Tula, ancient city of Russian gunmakers, thus became an unconquerable outpost of the capital thanks to the solidarity and self-sacrifice of its citizens, who fought with or helped our soldiers in every possible way. I don't think I would be far wrong if I said that the glory given to Moscow as a hero city belongs also to Tula and its people.
West of Maloyaroslavets I met the commander of the local fortified area, Colonel Smirnov, who reported on the progress of fortification work, the availability of worker battalions and the equipment of the military units capable of defending the approaches to Maloyaroslavets. After I had instructed him to organize reconnaissance and to get his fortified area into fighting shape, I drove on to Medyn. I found no one there except an old woman who was rummaging around a house that had been hit by a bomb.

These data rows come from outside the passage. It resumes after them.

PR #6235, opened 2024-04-14
feat(cli): wing secrets

hasanaburayyan:
Intial poc code..

## TODO:
- [ ] Implement storeSecrets() on `tf-aws` platform
- [ ] Remove returning String from `storeSecrets()` api
- [ ] Dont print secrets.json file if no secrets in application
- [ ] some more things I need to re-review

## Checklist

- [ ] Tests added (always)


libs/wingsdk/src/platform/platform-manager.ts
```diff
@@ -110,52 +112,45 @@ export class PlatformManager {
...
+    for (const c of app.node.findAll()) {
+      if ((c as any)[SECRET_SYMBOL]) {
+        const secret = c as any;
+        secretNames.push(secret.name);
+      }
+    }
+
+    if (secretNames.length > 0) {
+      writeFileSync(
+        join(app.outdir, "secrets.json"),
```
eladb, line 133: const

apps/wing/src/commands/secrets.ts
```diff
@@ -0,0 +1,48 @@
...
+import { CompileOptions, compile } from "./compile";
+
+export interface SecretsOptions extends CompileOptions {
+  readonly list?: boolean;
+}
+
+export async function secrets(entrypoint?: string, options?: SecretsOptions): Promise<void> {
+  // Compile the program to generate secrets file
+  const outdir = await compile(entrypoint, options);
+  const secretsFile = path.join(outdir, "secrets.json");
```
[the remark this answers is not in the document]
hasanaburayyan: Great callout, yea ill update

libs/wingsdk/src/platform/platform-manager.ts
```diff
@@ -97,19 +104,14 @@ export class PlatformManager {
...
-
-    let appCall = this.platformInstances[0].newApp;
-
-    if (!appCall) {
-      throw new Error(
-        `No newApp method found on platform: ${this.platformPaths[0]} (Hint: The first platform provided must have a newApp method)`
-      );
+  public async storeSecrets(secretNames: string[]): Promise<any> {
+    if (!this.storeSecretsHook) {
+      throw new Error("No createSecrets method found on platform");
```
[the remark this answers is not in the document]
hasanaburayyan: @eladb not sure its that straight forward, originally I wanted to go with that option of just having platform[0] be the expected platform for storing secrets however I imagine that some `tf-aws` users might want to override this if they are using a custom platform that uses secure strings in SSM. 

So the behavior atm is the last platform that contains the `storeSecrets` hook is the one that is used. This way I could do `wing compile -t tf-aws -t my-secrets-platform`

So now to the error message, if someone compiles with `wing compile -t x -t y -t z` and none of them containe a `storeSecrets` hook, which platform do we complain about

In my most recent commits I update this error to be
```
throw new Error(`No storeSecrets method found on any platform`);
```

let me know what you think.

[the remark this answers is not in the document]
MarkMcCulloh: I like Elad's suggestion because I think for the average user the mention of `createSecrets` would be confusing. It's also not reasonably actionable since most people won't jump to implementing their own handling of this. That might be an error that shows up with `--verbose`.

As for which platform to mention in the error, would say we could mention all of them (with special handling for the common case of 1 platform)

libs/wingsdk/src/target-tf-aws/platform.ts
```diff
@@ -1,3 +1,9 @@
+import {
+  SecretsManagerClient,
+  GetSecretValueCommand,
+  CreateSecretCommand,
+  UpdateSecretCommand,
+} from "@aws-sdk/client-secrets-manager";
```
MarkMcCulloh, line 6: Could this be changed to a dynamic import that is only loaded if there are secrets?
This platform will be loaded for all tf-aws apps and unfortunately AWS SDKs are expensive. The benchmarks are showing an flat increase of almost ~100ms which is not negligible.

libs/wingsdk/src/target-sim/secret.inflight.ts
```diff
@@ -16,7 +15,8 @@ export class Secret implements ISecretClient, ISimulatorResourceInstance {
   private readonly name: string;
 
   constructor(props: SecretSchema) {
-    this.secretsFile = path.join(os.homedir(), ".wing", "secrets.json");
+    this.secretsFile = path.join(process.cwd(), ".env");
```
MarkMcCulloh, line 18: This env file should already be loaded by the CLI and available in the preflight process.env
Also, it's worth noting that it may not only contain secrets.

MarkMcCulloh: nvm this is the inflight file

libs/wingsdk/src/target-sim/platform.ts
```diff
@@ -11,4 +12,32 @@ export class Platform implements IPlatform {
...
+
+    for (const key in secrets) {
+      existingSecrets[key] = secrets[key];
+    }
+
+    const updatedContent = Object.entries(existingSecrets)
+      .map(([key, value]) => `${key}=${value}`)
+      .join("\n");
+
+    fs.writeFileSync("./.env", updatedContent);
```
MarkMcCulloh, line 39: Is it possible to ensure the loaded data stays in memory? Does secret.inflight.ts have access to the envs loaded in the simulator so that we don't need to deal with files?

libs/wingsdk/src/platform/platform-manager.ts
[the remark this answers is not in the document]
eladb: Perhaps the error could be:

```
Cannot find a platform or platform extension that supports storing secrets
```

eladb (approved):

libs/wingsdk/src/target-tf-aws/platform.ts
hasanaburayyan: Yea Im pretty sure we can use dynamic imports. Thank goodness for the benchmarks @MarkMcCulloh because I ALWAYS overlook using dynamic imports 😁

libs/wingsdk/src/target-sim/platform.ts
hasanaburayyan: Yea you are right this can all stay in memory

libs/wingsdk/src/target-sim/platform.ts
```diff
@@ -11,4 +12,32 @@ export class Platform implements IPlatform {
   public newApp(appProps: any): any {
     return new App(appProps);
   }
+
+  public async storeSecrets(secrets: Record<string, string>): Promise<void> {
+    let existingSecretsContent = "";
+    try {
+      existingSecretsContent = fs.readFileSync("./.env", "utf8");
```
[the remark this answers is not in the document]
hasanaburayyan: True, but without adding maybe a prefix to the environment variables as they are loaded in, im not sure how else you could identify what values are from .env file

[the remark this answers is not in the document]
MarkMcCulloh: True, this function is basically just worried about managing the env file anyways

libs/wingsdk/src/target-sim/platform.ts
MarkMcCulloh, line 39: Should the .env file be relative to the entrypoint rather than cwd?

hasanaburayyan: Yea actually I think I was using WING_SOURCE_DIR originally and ran into an issue with it not being set, forgot to give myself a TODO, but its fixed now

hasanaburayyan:
@mergify refresh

"Granny, what are you doing here?" I asked. She stood there with wide-open, wandering eyes and disheveled gray hair and said nothing. "What's the matter, Granny?" Without replying, the woman went back to digging. Another woman, half-dressed and carrying a half-filled sack, appeared from the ruins. "Don't bother asking her," she said, "she won't say anything. She has lost her mind with grief."
She told me that two days before German plans had bombed and strafed the town. Many people had been killed. The residents were getting ready to leave for Maloyaroslavets. The old woman had lived in this house with a little grandson and granddaughter. She was at the well getting water when the raid began. She saw a bomb hit her house. Somewhere under the ruins were the bodies of her grandchildren.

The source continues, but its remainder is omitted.